Source information START
PR #792, opened 2020-08-25
fix pylint version

mganahl:


mganahl:
set pytype and pylint versions to the latest versions for which the current master builds
(pytype==2020.6.26, pylint==2.5.3)

PR #797, opened 2020-08-27
add new initialization methods for BlockSparseTensor

mganahl:
New init methods
Code refactor
depends on #789

PR #789, opened 2020-08-24
Blocksparse new encoding

mganahl:
final part of block-sparse improvement.
Depends on #790

PR #810, opened 2020-09-02
Blocksparse sign abs

mganahl:
add `sign` and `abs` to `SymmetricBackend` and `block_sparse.linalg.py`
depends on #797 anbd #789


tensornetwork/block_sparse/initialization.py
```diff
@@ -0,0 +1,163 @@
...
+  Initialize a random symmetric tensor from random normal distribution.
+  Args:
+    indices: List of `Index` objecst, one for each leg.
+    dtype: An optional numpy dtype. The dtype of the tensor
+  Returns:
+    BlockSparseTensor
+  """
+
+  return BlockSparseTensor.randn(indices, dtype)
+
```
gevenbly, line 62: Is there any reason that all of the initializations should not be moved into the `initialization.py` file? (i.e. instead of having some of them such as `randn` still defined in `BlockSparseTensor`)

gevenbly (approved):

tensornetwork/block_sparse/initialization.py
mganahl: initialization should now actually all be in `initialization.py` (except classmethod initialization).

PR #820, opened 2020-09-08
Added from topology

### LINKED ISSUE #400: Einsum support?
Should we extend our API to support einsum equations? It could potentially make connecting nodes much less verbose. However, I question whether anyone would want to use `tn.einsum` over say `np.einsum`. Perhaps we could support only doing the left side of the equation?

Thenerdstation:
Fixes #400 

I've wanted this for a while.


mganahl (approved):
Pretty cool!

Issue #814, opened 2020-09-06
repr for Tensor


mganahl:
We need to add a useful `__repr__` to `Tensor`

gaxler:
Shape and type seems like a useful information.
Should we have a string representation of an array as part of Tensor repr?

It seems to me that Tensor class is used with linalg functions, in this case it might be annoying to call Tensor.array to examine array's content.  What do you think?

mganahl:
I think the repr of the underlying array is fine.

gaxler <notifications@github.com> schrieb am Di. 8. Sep. 2020 um 22:18:

Thenerdstation:
Agreed. I think we'd be ok to to fall back on however the underlying array does it's `__repr__` + some extra info?

gaxler:
If we gonna use underlying repr we might get a lot of duplicate info in the repr or inconsistent repr depending on the backend.

e.g. TensorFlow has shape and dtype, pytorch and numpy might have dtype
> <tf.Tensor: shape=(10, 10, 10), dtype=float32, numpy=...>
> array([1, 1, 1, 1, 1, 1, 1, 1, 1, 1], dtype=int16)

So maybe just shape + type and leave the rest for Tensor.array?

wkostuch:
Hey, does this still need to be done?  I'm interested in working on it but this would be my first open-source contribution which is a little daunting.

mganahl:
Hi! This is addressed in PR #823.  You can add @alewis' comments to #823 if you want!

alewis:
> Hey, does this still need to be done? I'm interested in working on it but this would be my first open-source contribution which is a little daunting.

I think we're good for this one (although indeed you could make the small change suggested in #823 as a first step). However, we have many things that would be a great way to dip your toes into contributing. #840 in particular would have you moving around through most of the code, making small changes, and writing tests - having done it you should be pretty much equipped to do anything. I'd be thrilled to walk you through it if you're interested.

wkostuch:
@alewis I'll go pop over to #840, thanks for the suggestion!

PR #823, opened 2020-09-10
return array repr as Tensor repr

gaxler:
As discussed in https://github.com/google/TensorNetwork/issues/814#issue-694297329

__repr__ behavior is to fall back on the underlying array __repr__

@mganahl @Thenerdstation Could you please link the issue to the PR?


gaxler:
@googlebot I signed it!

Thenerdstation (approved):

mganahl:
Hey @gaxler, once the build is fixed we can merge this!

alewis:
Sorry to barge in at the end here, but is the __repr__ going to be actually indistinguishable from that of the underlying array? I think it should also tell you the object is a tn.Tensor.

tensornetwork/tensor.py
```diff
@@ -185,3 +185,6 @@ def __matmul__(self, other: "Tensor") -> "Tensor":
       raise ValueError(errstr)
     array = self.backend.matmul(self.array, other.array)
     return Tensor(array, backend=self.backend)
+
+  def __repr__(self):
+    return self.array.__repr__()
```
alewis, line 190: Could we do something like
`return "tn.Tensor: \" + self.array.__repr__()`?

mganahl: SGTM!

PR #827, opened 2020-09-15
* Change Edge properties to nodes, axes from node1, node2, axis1, axis2

jacksonwb:
This is just a proposal for the Edge API and doesn't pass tests or refactor code yet.

### DIFF
--- a/tensornetwork/network_components.py
+++ b/tensornetwork/network_components.py
@@ -922,39 +922,38 @@ class Edge:
   """
 
   def __init__(self,
-               node1: AbstractNode,
-               axis1: int,
+               nodes: Iterable[Union[AbstractNode, None]],
+               axes: Iterable[Union[AbstractNode, None]],
                name: Optional[Text] = None,
-               node2: Optional[AbstractNode] = None,
-               axis2: Optional[int] = None) -> None:
     """Create an Edge.
 
     Args:
+      nodes: Iterable of nodes this edge connects. 
+      axes: Iterable of ints describing the axis of this edge describes for 
+        each connecting node.
       name: Name of the edge. Used primarily for debugging.
-      node1: One of the nodes edge connects.
-      axis1: The axis of node1 that represents this edge.
-      node2: The other node that this edge connects. Can be `None` if edge is
-        dangling.
-      axis2: The axis of node2 that represents this edge. Must be `None` if
-        node2 is `None`.
 
     Raises:
-      ValueError: If node2 and axis2 are not either both `None` or both
-        not be `None`.
+      ValueError: If corresponding values for nodes and axes are not of equal
+        length and are not both `None` or neither `None`.
     """
-    if (node2 is None) != (axis2 is None):
-      raise ValueError(
-          "node2 and axis2 must either be both None or both not be None")
+    if len(nodes) != len(axes):
+      raise ValueError("nodes and axes must be of the same length")
+    for n, a in zip(nodes, axes):
+      if (n is None) != (a is None):
+        raise ValueError(
+            """corresponding node and axis must either both be None or both not 
+            be None""")
     self.is_disabled = False
     if name is None:
       name = '__unnamed_edge__'
     else:
       if not isinstance(name, str):
         raise TypeError("Edge name should be str type")
-    self._nodes = [node1, node2]
-    self._axes = [axis1, axis2]
+    self.nodes = nodes
+    self.axes = axes
     self._name = name
-    self._is_dangling = node2 is None
+    self._is_dangling = self.nodes[1] is None
 
   # contraction methods now explicitly disable Edges by setting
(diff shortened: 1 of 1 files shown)


tensornetwork/network_components.py
```diff
@@ -922,39 +922,38 @@ class Edge:
...
     else:
       if not isinstance(name, str):
         raise TypeError("Edge name should be str type")
-    self._nodes = [node1, node2]
-    self._axes = [axis1, axis2]
+    self.nodes = nodes
+    self.axes = axes
     self._name = name
-    self._is_dangling = node2 is None
+    self._is_dangling = self.nodes[1] is None
```
jacksonwb, line 956: Change initializer to use iterables

tensornetwork/network_components.py
```diff
@@ -1011,9 +1010,35 @@ def axis2(self, axis2: int) -> None:
...
+  def set_axis(self, axis_pos, axis) -> None:
+    if axis_pos < 0 or axis_pos >= len(self._axes):
+      raise ValueError(
+          f"axis_pos {axis_pos} is outside the range 0 - {len(self._axes) - 1}"
+          )
+    if not (isinstance(axis, int) or axis is None):
+      raise TypeError("axis must be of type int")
+    self._axes[axis_pos] = axis
+
+
```
jacksonwb, line 1038: Change node axes to a tuple returning property and a setter that takes an iterable and checks type

tensornetwork/network_components.py
```diff
@@ -1040,6 +1065,31 @@ def update_axis(self, old_axis: int, old_node: AbstractNode, new_axis: int,
...
+    self._nodes = list(nodes)
+
+  def set_node(self, node_pos, node) -> None:
+    if node_pos < 0 or node_pos >= len(self._nodes):
+      raise ValueError(
+          f"node_pos {node_pos} is outside the range 0 - {len(self._nodes) - 1}"
+          )
+    if not (isinstance(node, AbstractNode) or node is None):
+      raise TypeError("node must be of type AbstractNode")
+    self._nodes[node_pos] = node
```
jacksonwb, line 1091: Same for nodes

tensornetwork/network_components.py
jacksonwb: A single value update can be done with the set_axis

jacksonwb:
Could add length of nodes/axes list checking if we want to fix it to either a set length 2 or whatever length it was instantiated at. Or could leave out length checking if we want a standard Edge object to flexible accept more than 2 node/axis members

@Thenerdstation Let me know if that API seems reasonable and I'll look into refactoring changes.

tensornetwork/network_components.py
Thenerdstation, line 1091: I'm not really sure how I feel about needing to know the position of the node to change it. The position in the list is really arbitrary.

What do you think about having a `{node: [axes]}` dictionary instead? That way we won't need to worry about the positions in the list.

jacksonwb: Yeah I think that makes more sense. I definitely agree that having to know the position is too clunky.

But it does seem like there is still value in having some concept of node order. Like it seems edge.nodes[0] should always be the same. And since almost all of the edge operations are build around the concept of node0, node1 it seems like being able to to maintain the concept of the first node and the second node could be helpful.

Perhaps use a dict and just rely on the ordering of python 3.6+ dicts when returning edge.nodes and edge.axes is enough?

jacksonwb: I guess I'm wondering are there any operations that would really ever directly set a single axis or node besides the `update_axis` method? Cause if not then we don't need to worry about order at all.

tensornetwork/network_components.py
```diff
@@ -922,39 +922,42 @@ class Edge:
...
     if name is None:
       name = '__unnamed_edge__'
     else:
       if not isinstance(name, str):
         raise TypeError("Edge name should be str type")
-    self._nodes = [node1, node2]
-    self._axes = [axis1, axis2]
     self._name = name
-    self._is_dangling = node2 is None
+    self._is_dangling = len(nodes) < 2
```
Source information END
Pick out each line above that includes "gevenbly" and show it.

• [Task output]
gevenbly, line 62: Is there any reason that all of the initializations should not be moved into the `initialization.py` file? (i.e. instead of having some of them such as `randn` still defined in `BlockSparseTensor`)
gevenbly (approved):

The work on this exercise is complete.